There are auxiliary benefits to being John Tavares' teammate.
Fellow London Knight forward Phil Varone is no actor but he understands how hockey mirrors Hollywood: When people flock to see the star, there's a chance for the supporting cast to tell its story, too.
"With John here, we know the place will be packed and there will be a lot of scouts here to watch him every game," Varone said. "That gives players like Nazem Kadri (the OHL's third-ranked player for the next NHL draft) and myself (Varone's 20th-ranked among skaters) the opportunity to show what we can do, too."
While almost every set of eyes zoned in on what Tavares was doing in his two-goal, three-point Knights debut in a 7-3 victory over Mississauga yesterday at the John Labatt Centre, it was hard not to notice Varone plugging away in his first game back after a deeply bruised knee injury kept him out for nearly a month.
"Two days after the injury (which happened on Dec. 14 during a collision with Sarnia captain Matt Martin), I was riding the bike," Varone said. "I've always had the ability to heal fast and come back quickly from injuries. It happened with this one and when I had shoulder surgery, I've been able to bounce back in a hurry."
Rehabilitation was more stressful this time because of pre-trade deadline reports that he would be included in a Knights deal to land Tavares. To his relief, he wasn't.
"I went to (London GM Mark Hunter) and was assured that I wasn't going anywhere and that meant a lot to me," the 18-year-old from Vaughan said. "I missed my chance to play for the Memorial Cup last year (when host Kitchener made him part of the Steve Mason deal) and I didn't want it to happen again.
"Of course, you start to wonder, 'Why me?' Why does my name keep coming up in these things? It's tough but I knew all I could do was focus on getting better."
Varone didn't lose his team or his position at centre with Tavares' arrival. Right now, he's too excited to worry about it.
"Centre is the preferred position but to be on the ice at the same time as guys like John Tavares and Nazem Kadri, I'll go play defence if that's what they want," he said.
There will be some movement after all the changes. Shortly after John Tavares was introduced to London on Friday, Dale Hunter started to fuss over his potential line combinations.
"I have a lot of centres here," the Knights head coach said. "Some guys are going to have to adjust but that's good for them. Because when you get to the NHL, you may be told to play on the wing.
Nazem Kadri and expert face-off man Phil McRae, for instance, are going to have to get used to life on the wings. But like Varone, they'll be willing to give up the middle to play with more talent.
"Because of the dynamics of our lineup, Nazem and Phil will have to adjust to new positions," London assistant coach Pat Curcio said. "I don't know if we have to play John (30 minutes a game) yet. I think we have more depth on this team."

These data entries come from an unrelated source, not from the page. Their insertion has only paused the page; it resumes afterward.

PR #406, opened 2026-06-29
Add per-step source view to the workflow run page

ThierryAbalea:
Adds an icon-only "View source" action on the far right of each located step
row in the Workflow Run Page. It is reachable while the row is collapsed and
opens the existing workflow source panel highlighting the step's lines (from
the step's `source_location`) and scrolling them into view — so a long
workflow no longer leaves the highlighted lines off-screen at the bottom.

## Why

The run page could already open the whole workflow source (ENG-584) and the
panel could highlight a line range, but there was no per-step affordance and
no scroll, so on a long file the highlighted lines were invisible. This closes
that gap and makes "show me where this step is defined" a one-click,
row-level action.

## Design notes

- **Source focus is page-level state decoupled from row selection**, so opening
  or closing the panel never collapses the expanded step or changes the selected
  job/attempt. The summary and per-step controls keep mutually exclusive
  `aria-expanded` (at most one reports the shared panel expanded), and focus
  returns to whichever button opened the panel.
- **The action is a sibling of the Accordion disclosure**, never nested in its
  trigger/`Header` (button-in-button + interactive-control-in-`<h3>` would be
  invalid). It is a hover/focus-revealed row action per DESIGN.md §10, but stays
  keyboard-reachable and is forced visible while its panel is open.
- **One control per step**: a pure step-list-model rule marks the current-attempt
  "anchor" row, so a multi-attempt step renders the Source action once.
- **Scroll-into-view is the one shared change**: an opt-in `scrollHighlightedIntoView`
  prop on the react-ui `CodeBlockContent` primitive, because only it observes when
  the async Shiki markup (the `.highlighted-line` target) has rendered. It honors
  `prefers-reduced-motion`, is guarded for layout-less environments, and defaults
  off, so existing call sites are unaffected.

## Review focus

- The `aria-expanded` mutual-exclusivity + focus-return wiring in `WorkflowRunView`.
- The single react-ui change (the opt-in scroll prop) and its DESIGN.md §14 entry.
- **Highlight precedence (please confirm):** the explicit per-step focus wins, and
  the prior selection-derived highlight is kept as an additive fallback so deep
  links still pre-highlight when the summary opens the panel. Happy to drop the
  fallback if you'd rather the per-step button be the only highlight source.

No backend/DTO changes — `source_location` and `source_snapshot` already exist.

Refs ENG-650

Builds on ENG-460 (backend `source_location` DTO) and ENG-584 (the source panel).

---
## Summary by cubic
Adds per-step and job-level “View source” to the Workflow Run page, focusing the source panel on a step’s lines and scrolling them into view. Refs ENG-650; builds on ENG-460 (`source_location`) and ENG-584.

- **New Features**
  - Workflow Run: “View source” in expanded step details and in the job header for the selected attempt; shown only when a step has a `source_location`; all buttons control the same panel with mutually exclusive aria-expanded.
  - State and a11y: source focus is page-level and independent of row/job selection; focus returns to the opener (job, step, or summary) on close and falls back to the summary button if the opener unmounts; if a focused step loses its location after refetch, the panel downgrades to the whole workflow; per-step focus overrides URL-selected highlight while deep links still pre-highlight via the summary.
  - `@shipfox/react-ui`: `CodeBlockContent` adds `scrollHighlightedIntoView`; the workflow source panel opts in to center the first highlighted line and honors `prefers-reduced-motion`; default remains off elsewhere.

- **Refactors**
  - StepList expanded slot now receives `stepLabel` and `sourceLocation`; job header synchronizes source state with the selected attempt; tests and stories updated, including a JobCard story showcasing the header “View source” action.

<sup>Written for commit d45cfcd04f8be83cb7a391902893e22d5e3d7969. Summary will update on new commits.</sup>

<a href="https://cubic.dev/pr/ShipfoxHQ/shipfox/pull/406?utm_source=github" target="_blank" rel="noopener noreferrer" data-no-image-dialog="true"><picture><source media="(prefers-color-scheme: dark)" srcset="https://www.cubic.dev/buttons/review-in-cubic-dark.svg"><source media="(prefers-color-scheme: light)" srcset="https://www.cubic.dev/buttons/review-in-cubic-light.svg">Review in cubic</picture></a>


DESIGN.md
```diff
@@ -475,3 +475,4 @@ Tags / pills have their own token family because they need distinct background +
...
+| 2026-06-28 | Per-step "View source" is an icon-only, hover/focus-revealed row action on the step row's far right (Remix `codeSSlashLine`, `transparentMuted`); the in-panel highlight scrolls the step's lines to center | Follows §10's "inline row actions revealed on hover" so the affordance stays quiet until needed, while remaining keyboard-reachable (revealed on `focus-visible`, never `display:none`) and forced visible while its panel is open. The button is a sibling of the Accordion disclosure (not nested in its trigger/heading) to keep valid HTML. One control per step (the current-attempt "anchor" row, computed in the pure step-list model) keeps the shared panel's `aria-expanded` mutually exclusive across the summary and step buttons. Scroll-to-highlight is an opt-in `scrollHighlightedIntoView` on the react-ui `CodeBlockContent` primitive because only it observes when the async Shiki markup (the `.highlighted-line` target) has rendered; it reads `prefers-reduced-motion` at scroll time and is guarded so layout-less environments never throw. |
```
noe-charmet: I don't think that this is an absolute rule that should be in our design context forever

libs/client/workflows/src/components/workflow-step-list/workflow-step-list.tsx
```diff
@@ -280,18 +336,27 @@ function WorkflowStepRow({
...
-      )}
+      {/* `group/row` drives the Source action's hover/focus reveal without
+          clashing with the trigger's own `group`. The button is a sibling of the
+          trigger (never inside its Header/button), so it stays valid + focusable. */}
+      <div className="relative group/row">
+        {triggerNode}
+        {sourceButton ? (
+          <div className="absolute right-8 top-1/2 -translate-y-1/2">{sourceButton}</div>
+        ) : null}
+      </div>
```
noe-charmet: I don't think placing the button there is the best idea in terms of UI design.
- The row is already a collapsible trigger. Adding a button on the same surface makes affordance and behavior weird.
- Accessing the source lines of a job's steps is not a top priority action that it should always be displayed even when the row details are hidden.

IMO it's a lot better to start adding an actions row inside the details surface rather than directly on the collapsible trigger. Will make affordance of the button way more clear, and will properly place it's importance level.

libs/client/workflows/src/components/workflow-step-list/workflow-step-list.tsx
```diff
@@ -48,6 +58,17 @@ export interface WorkflowStepListProps {
...
+  // present, the anchor row of each located step renders a Source button.
+  sourcePanelId?: string | undefined;
+  sourceAvailable?: boolean | undefined;
+  focusedSourceStepId?: string | null | undefined;
+  onOpenStepSource?:
+    | ((
+        request: WorkflowStepSourceRequest,
+        triggerRef: RefObject<HTMLButtonElement | null>,
+      ) => void)
+    | undefined;
```
noe-charmet: Looks like a lot of state going up and down the tree. Could we have reached a level where we should add a `jotai` store for this part of the state ?

noe-charmet:
Lot of "LLM comments", I suggest you as Codex something like "Go through all comments added and modified within this PR and ensure they adhere to our guidelines", ChatGPT is pretty good at it.

DESIGN.md
ThierryAbalea: Removed that DESIGN.md note in 33ad3409; agreed it was too absolute for permanent design guidance.

libs/client/workflows/src/components/workflow-step-list/workflow-step-list.tsx
ThierryAbalea: Moved the per-step source action into the expanded details area in c19bd37d, so the collapsed row remains a single accordion trigger.

libs/client/workflows/src/components/workflow-step-list/workflow-step-list.tsx
ThierryAbalea: Kept this local for now: the state only coordinates this run detail/source panel interaction, and moving it to Jotai would widen the surface without current cross-view reuse. We can extract it if this grows beyond the view.

ThierryAbalea:
While touching this area, I also fixed the two cubic findings: per-step source controls now have step-specific accessible names, and closing the source panel now falls back to the summary View source button when a refetch removes the original step trigger.

noe-charmet (dismissed):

They also have a tonne of left-handed shooting forwards. The Knights often send out a line with all left sticks. They also introduced a power play with two forwards and three defencemen, using John Carlson as a rover.
But with Michael Del Zotto on board at the back end, the defence will need to undergo some fine-tuning when captain Scott Aarssen returns in a month from a re-fracturing of his ankle. There will be seven veteran defencemen on the roster when he comes back.
"We're going to have to look at things because I don't think we'll be dressing seven D so one very good player is likely going to have to sit out," Curcio said.
It's all part of getting Tavares. The rest of the Knights knew they might have to give a little to get a lot in return.